→ BRIEF
Go through the data and count each line that has the string "what". Give that count alone.

[Stored data]
'''
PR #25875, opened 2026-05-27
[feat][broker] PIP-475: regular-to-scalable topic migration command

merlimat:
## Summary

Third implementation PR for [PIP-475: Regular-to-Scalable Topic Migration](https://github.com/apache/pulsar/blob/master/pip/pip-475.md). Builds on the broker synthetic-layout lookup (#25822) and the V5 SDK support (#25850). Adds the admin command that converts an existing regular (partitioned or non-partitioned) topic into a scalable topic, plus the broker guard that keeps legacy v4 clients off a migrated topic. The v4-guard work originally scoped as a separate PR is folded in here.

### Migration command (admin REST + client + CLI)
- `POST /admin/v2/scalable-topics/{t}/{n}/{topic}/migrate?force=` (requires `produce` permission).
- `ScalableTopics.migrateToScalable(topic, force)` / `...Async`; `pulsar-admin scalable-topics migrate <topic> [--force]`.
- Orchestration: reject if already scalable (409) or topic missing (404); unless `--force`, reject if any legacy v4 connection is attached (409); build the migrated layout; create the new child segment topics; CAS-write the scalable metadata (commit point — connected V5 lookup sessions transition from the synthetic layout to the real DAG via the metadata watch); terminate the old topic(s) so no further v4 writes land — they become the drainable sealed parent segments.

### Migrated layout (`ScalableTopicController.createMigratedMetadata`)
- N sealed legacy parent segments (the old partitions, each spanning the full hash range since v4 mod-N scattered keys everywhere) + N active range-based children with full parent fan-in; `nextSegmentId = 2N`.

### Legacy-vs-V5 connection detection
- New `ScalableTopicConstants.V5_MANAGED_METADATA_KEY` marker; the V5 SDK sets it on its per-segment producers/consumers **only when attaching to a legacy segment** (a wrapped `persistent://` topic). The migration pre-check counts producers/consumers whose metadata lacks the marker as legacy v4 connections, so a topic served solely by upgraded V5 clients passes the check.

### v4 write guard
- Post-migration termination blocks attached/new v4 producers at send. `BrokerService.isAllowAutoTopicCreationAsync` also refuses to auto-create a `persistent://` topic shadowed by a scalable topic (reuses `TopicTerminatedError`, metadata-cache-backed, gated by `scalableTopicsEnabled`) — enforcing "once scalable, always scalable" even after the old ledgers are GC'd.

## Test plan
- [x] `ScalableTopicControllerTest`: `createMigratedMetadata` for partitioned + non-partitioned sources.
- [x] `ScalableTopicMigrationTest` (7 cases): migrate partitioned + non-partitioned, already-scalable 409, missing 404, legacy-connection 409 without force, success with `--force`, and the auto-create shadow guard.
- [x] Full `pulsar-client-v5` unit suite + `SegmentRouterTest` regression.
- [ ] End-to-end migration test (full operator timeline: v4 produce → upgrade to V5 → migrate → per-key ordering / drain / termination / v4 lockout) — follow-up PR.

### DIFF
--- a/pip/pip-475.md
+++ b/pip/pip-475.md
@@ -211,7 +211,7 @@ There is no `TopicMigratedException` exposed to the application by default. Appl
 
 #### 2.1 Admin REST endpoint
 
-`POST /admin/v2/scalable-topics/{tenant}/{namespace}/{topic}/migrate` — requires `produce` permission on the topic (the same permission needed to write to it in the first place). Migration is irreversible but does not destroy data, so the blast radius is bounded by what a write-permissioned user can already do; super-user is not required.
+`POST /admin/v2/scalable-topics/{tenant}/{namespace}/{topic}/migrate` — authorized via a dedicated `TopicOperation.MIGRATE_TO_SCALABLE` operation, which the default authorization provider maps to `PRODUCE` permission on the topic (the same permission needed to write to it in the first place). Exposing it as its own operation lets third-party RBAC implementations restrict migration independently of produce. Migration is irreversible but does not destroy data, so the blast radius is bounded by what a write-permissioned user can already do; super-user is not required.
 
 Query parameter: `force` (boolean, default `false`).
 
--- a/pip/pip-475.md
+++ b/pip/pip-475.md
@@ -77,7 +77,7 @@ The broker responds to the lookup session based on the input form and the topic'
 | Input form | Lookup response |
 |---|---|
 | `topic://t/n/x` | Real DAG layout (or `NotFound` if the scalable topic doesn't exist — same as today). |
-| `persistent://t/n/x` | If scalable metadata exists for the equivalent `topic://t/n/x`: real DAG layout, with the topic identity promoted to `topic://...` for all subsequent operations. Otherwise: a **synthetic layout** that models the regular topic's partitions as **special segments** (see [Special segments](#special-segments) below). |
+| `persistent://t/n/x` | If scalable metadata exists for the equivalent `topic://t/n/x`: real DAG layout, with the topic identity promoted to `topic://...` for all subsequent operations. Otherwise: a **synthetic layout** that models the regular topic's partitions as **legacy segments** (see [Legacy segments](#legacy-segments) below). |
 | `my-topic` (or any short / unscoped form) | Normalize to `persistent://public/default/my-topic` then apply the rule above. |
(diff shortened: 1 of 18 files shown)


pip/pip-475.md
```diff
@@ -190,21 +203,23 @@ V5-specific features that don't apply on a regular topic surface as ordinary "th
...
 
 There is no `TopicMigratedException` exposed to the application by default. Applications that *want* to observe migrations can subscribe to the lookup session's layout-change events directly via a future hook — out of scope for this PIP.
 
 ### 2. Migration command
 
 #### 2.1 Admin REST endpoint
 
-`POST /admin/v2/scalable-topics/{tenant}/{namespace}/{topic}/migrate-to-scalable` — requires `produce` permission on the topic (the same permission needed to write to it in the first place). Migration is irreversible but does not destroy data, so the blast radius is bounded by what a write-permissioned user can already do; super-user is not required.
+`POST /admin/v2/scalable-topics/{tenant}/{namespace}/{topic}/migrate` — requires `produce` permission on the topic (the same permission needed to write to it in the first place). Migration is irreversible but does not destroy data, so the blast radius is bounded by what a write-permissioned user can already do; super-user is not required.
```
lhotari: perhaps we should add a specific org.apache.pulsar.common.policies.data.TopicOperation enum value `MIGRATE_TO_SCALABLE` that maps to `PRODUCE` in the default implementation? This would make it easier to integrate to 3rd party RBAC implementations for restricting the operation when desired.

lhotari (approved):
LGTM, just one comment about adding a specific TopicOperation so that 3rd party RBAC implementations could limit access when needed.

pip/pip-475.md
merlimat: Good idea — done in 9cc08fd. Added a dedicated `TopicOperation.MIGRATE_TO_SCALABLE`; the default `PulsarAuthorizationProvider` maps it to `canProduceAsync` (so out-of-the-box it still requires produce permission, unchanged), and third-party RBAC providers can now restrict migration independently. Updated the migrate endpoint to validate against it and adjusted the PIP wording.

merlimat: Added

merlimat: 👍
'''
→ SOLUTION BELOW
4